Keyword preprocessing and url list of relevant catalog years; 2019-20 and 2018-19. Also a list of departments.

In [2]:
#keyword preprocessing
def preprocess(keyword):
    keyword = keyword.lower() #lowercase
    keyword = word_tokenize(keyword) #tokenize
    for word in keyword:
        keyword = stemmer.stem(word) #stem 
    return (keyword)

#course catalog URLs - 2 academic years 
urls = ['http://coursecat.isu.edu/undergraduate/allcourses/',
        'http://coursecat.isu.edu/previouscatalogs/2018-19/undergraduate/allcourses/']

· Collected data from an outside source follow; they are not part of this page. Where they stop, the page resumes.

PR #2195, opened 2024-06-06
Fix grid item progressive propagation logic

vigneshvg:
Set the top level grid item's progressive to be true only if all
the grid items have progressive set to true (and not just the
first one).

### DIFF
--- a/src/read.c
+++ b/src/read.c
@@ -1426,6 +1426,7 @@ static avifResult avifDecoderGenerateImageGridTiles(avifDecoder * decoder, avifI
     // Count number of dimg for this item, bail out if it doesn't match perfectly
     unsigned int tilesAvailable = 0;
     avifDecoderItem * firstTileItem = NULL;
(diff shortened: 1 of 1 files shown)


src/read.c
```diff
@@ -1504,8 +1502,13 @@ static avifResult avifDecoderGenerateImageGridTiles(avifDecoder * decoder, avifI
                                   (const char *)firstTileItem->type);
             return AVIF_RESULT_INVALID_IMAGE_GRID;
         }
+        progressive = progressive && item->progressive;
```
wantehchang, line 1505: Nit/optional: I usualy write this as:

```
        if (!item->progressive) {
            progressive = AVIF_FALSE;
        }
```

But your version makes it clear that we are AND'ing all the `item->progressive` values.

wantehchang (approved):

src/read.c
vigneshvg: Done.

wantehchang (approved):

Issue #2944, opened 2025-12-25
Apple iPhone HDR support (gain maps in jpeg)


VityaSchel:
Hello, I tried compiling libavif from source with libxml2 on macos and got it to enable --qgain-map option but avifenc still does not recognize iphone's gain maps and prints "Gain map       : Absent". I tried tinkering with avifgainmaputil for a few hours but it does not recognize apple's gain maps at all. I found this library https://github.com/grapeot/AppleJPEGGainMap that perfectly extracts grayscale gain map as a separate file. Since iPhone stores gain map at 0.5x resolution I also had to resize it to size of the hdr source image. Still, avifgainmaputil couldn't produce a proper image that would display both in unsupported browsers (firefox) and hdr supported browsers (safari, chrome).

Please add native support for apple's gain maps to avifenc! it would make my life so much easier since I wouldn't have to do some dark magic with tens of libraries to just transfer hdr from jpeg to avif :)

maryla-uc:
Hi, thanks for your interest in libavif and avifgainmaputil!
Could you provide example files that I could work with? Bonus points if it has a permissive license so that I could add it to the libavif repository as a test file.

I did find HDR.jpg in the repo you provided https://github.com/grapeot/AppleJPEGGainMap but I'd like another example, and also that repo doesn't have a license.

VityaSchel:
IT WORKS 🥳🥳🥳🥳🥳🥳 `* Gain Map AV1 total size: 188296 bytes` thank you sooooo much!!!!! i wish i could donate but i'm broke asylum seeker who will go on the street on next week but thank you so much now I can use iphone's hdr photos in avif and it just works!!!

for everyone coming here in the future until the next libavif release and push to packagers registries:

follow the instructions in README to pull the "main" branch, you'll have to compile it. I personally was able to do it like this on macos:

```
mkdir build && cd $_
cmake .. \
  -DCMAKE_BUILD_TYPE=Release \
  -DAVIF_BUILD_APPS=ON \
  -DAVIF_LIBYUV=LOCAL \
  -DAVIF_LIBXML2=SYSTEM \
  -DCMAKE_PREFIX_PATH="/opt/homebrew;/opt/homebrew/opt/libxml2" \
-DAVIF_CODEC_AOM=LOCAL
cmake --build . --config Release --parallel
```

then just use avifenc binary in the libavif/build directory

PR #2960, opened 2026-01-09
Add support for Apple gain maps (iPhone jpegs)

maryla-uc:
These use a different XMP syntax on the gain map image, and do not carry XMP on the main image.
Moreover, the alternate headroom may not be present in the XMP, in which case it's read from the Apple Maker Notes in Exif.

#2944

### DIFF
--- a/apps/shared/avifjpeg.c
+++ b/apps/shared/avifjpeg.c
@@ -265,6 +265,9 @@ static const uint8_t * avifJPEGFindSubstr(const uint8_t * str, size_t strLength,
 #define AVIF_JPEG_EXTENDED_XMP_TAG "http://ns.adobe.com/xmp/extension/\0"
 #define AVIF_JPEG_EXTENDED_XMP_TAG_LENGTH 35
 
+#define AVIF_EXIF_APPLE_MAKER_NOTES_HEADER "Apple iOS\0\0\1MM"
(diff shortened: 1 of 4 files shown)


apps/shared/avifjpeg.c
```diff
@@ -401,15 +402,20 @@ avifBool avifGetExifAppleHeadroom(const avifROData * exif, double * altHeadroom)
...
             if (tagId == 0x8769) { // Exif Offset (offset to a sub IFD)
-                // Move back to just before the tagData which contians the offset of the Exif IFD.
+                // Move back to just before the tagData which contains the offset of the Exif IFD.
                 offset -= 4;
                 break;
             } else if (tagId == 0x927c) { // Maker Notes
-                uint32_t makerNotesOffset = tagData;
+                size_t makerNotesOffset = tagData;
+                uint8_t makerTag[AVIF_EXIF_APPLE_MAKER_NOTES_HEADER_LENGTH];
+                AVIF_CHECK(avifJPEGReadBytes(exif, makerTag, &makerNotesOffset, AVIF_EXIF_APPLE_MAKER_NOTES_HEADER_LENGTH));
```
vrabaud, line 411: You can probably add AVIF_NODISCARD to those functions to prevent you from forgetting a check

#list of all the departments to search through 
departments = ['acad/','acct/','admt/','airm/','amst/',
               'anth/','arbc/','art/','acrr/','autm/',
               'biol/','psci/','bed/','ba/','bt/','cte/',
               'chem/','cfs/','chld/','chns/','ce/','cet/',
               'comm/','cmp/','csd/','cpar/','cmlt/','cadd/',
               'mach/','cs/','cosm/','coun/','daac/','danc/',
               'dent/','dms/','desl/','ntd/','dhs/','econ/',
               'educ/','elap/','ee/','eet/','ems/','emgt/',
               'eset/','engl/','enve/','fcs/','fin/','fsa/',
               'fren/','gemt/','geol/','germ/','glbl/','hca/',
               'he/','hit/','ho/','hphy/','hist/','hrd/','idep/',
               'info/','its/','inst/','is/','japn/','lang/',
               'latn/','lawe/','llib/','mgt/','mktg/','msth/',
               'math/','me/','ma/','mls/','msl/','muse/','musa/',
               'musi/','musc/','musp/','nse/','ne/','nurs/','ota/',
               'opt/','olp/','para/','parm/','phar/','ppra/','phtc/',
               'phil/','peac/','pe/','ptot/','pta/','pas/','phys/',
               'plap/','pols/','pnur/','pte/','psyc/','rs/','adrn/',
               'resp/','rcet/','russ/','scpy/','shos/','sowk/','soc/',
               'span/','sped/','stua/','tge/','thea/','hons/','us/',
               'uas/','weld/']

Creation of normative and technical keywords lists, the same as in example crawler.

In [3]:
#import keywords
keywords = pd.read_csv("keywords.csv")
technical = keywords[(keywords['Technical/Normative']=='T') & (keywords['Include']=='Y')].Keyword
normative = keywords[(keywords['Technical/Normative']=='N') & (keywords['Include']=='Y')].Keyword
normative = [preprocess(i) for i in normative]
technical = [preprocess(i) for i in technical] 

#replace keywords of interest
normative = [w.replace('privaci', 'privac') for w in normative]
normative = [w.replace('democraci', 'democra') for w in normative]
normative = [w.replace('equiti', 'equit') for w in normative]
normative = [w.replace('histori', 'histor') for w in normative]
normative = [w.replace('justice', 'justic') for w in normative]
normative = [w.replace('liberti', 'libert') for w in normative]
normative = [w.replace('philosophi', 'philosoph') for w in normative]
normative = [w.replace('societi', 'societ') for w in normative]
normative = [w.replace('polici', 'polic') for w in normative]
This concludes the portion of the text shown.